Data to use:
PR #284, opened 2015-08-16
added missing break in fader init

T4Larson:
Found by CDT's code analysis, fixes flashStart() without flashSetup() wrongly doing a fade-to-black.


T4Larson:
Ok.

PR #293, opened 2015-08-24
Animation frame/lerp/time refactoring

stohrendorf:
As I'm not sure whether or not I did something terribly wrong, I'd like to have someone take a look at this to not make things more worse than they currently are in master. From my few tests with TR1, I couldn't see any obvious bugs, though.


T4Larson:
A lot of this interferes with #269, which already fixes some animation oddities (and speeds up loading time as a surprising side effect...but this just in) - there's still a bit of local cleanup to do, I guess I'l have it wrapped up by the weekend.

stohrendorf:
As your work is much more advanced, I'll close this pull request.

--

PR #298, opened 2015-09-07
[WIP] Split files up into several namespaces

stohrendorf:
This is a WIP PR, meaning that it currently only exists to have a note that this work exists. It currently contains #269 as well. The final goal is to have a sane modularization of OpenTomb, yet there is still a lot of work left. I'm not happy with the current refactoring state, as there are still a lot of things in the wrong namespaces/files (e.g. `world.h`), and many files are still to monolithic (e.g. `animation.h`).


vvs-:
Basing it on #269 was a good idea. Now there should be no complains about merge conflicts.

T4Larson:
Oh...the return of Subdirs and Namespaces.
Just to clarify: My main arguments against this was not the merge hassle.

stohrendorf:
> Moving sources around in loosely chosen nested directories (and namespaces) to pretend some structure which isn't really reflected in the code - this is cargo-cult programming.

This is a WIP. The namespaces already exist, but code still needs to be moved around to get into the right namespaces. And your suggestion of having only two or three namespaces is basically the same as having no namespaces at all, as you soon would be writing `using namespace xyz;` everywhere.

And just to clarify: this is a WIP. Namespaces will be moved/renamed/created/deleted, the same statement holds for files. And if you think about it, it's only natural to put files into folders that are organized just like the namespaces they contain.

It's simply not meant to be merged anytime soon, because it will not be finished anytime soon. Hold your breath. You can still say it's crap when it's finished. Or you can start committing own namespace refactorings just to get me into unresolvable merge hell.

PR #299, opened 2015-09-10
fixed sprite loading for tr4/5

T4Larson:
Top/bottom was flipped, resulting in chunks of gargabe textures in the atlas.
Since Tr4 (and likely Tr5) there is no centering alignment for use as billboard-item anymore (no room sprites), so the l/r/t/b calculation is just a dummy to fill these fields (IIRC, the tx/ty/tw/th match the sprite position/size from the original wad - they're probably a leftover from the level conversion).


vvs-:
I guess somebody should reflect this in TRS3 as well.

Work instructions:
Show the lines above with "that".

Worked solution:
This is a WIP PR, meaning that it currently only exists to have a note that this work exists. It currently contains #269 as well. The final goal is to have a sane modularization of OpenTomb, yet there is still a lot of work left. I'm not happy with the current refactoring state, as there are still a lot of things in the wrong namespaces/files (e.g. `world.h`), and many files are still to monolithic (e.g. `animation.h`).
And just to clarify: this is a WIP. Namespaces will be moved/renamed/created/deleted, the same statement holds for files. And if you think about it, it's only natural to put files into folders that are organized just like the namespaces they contain.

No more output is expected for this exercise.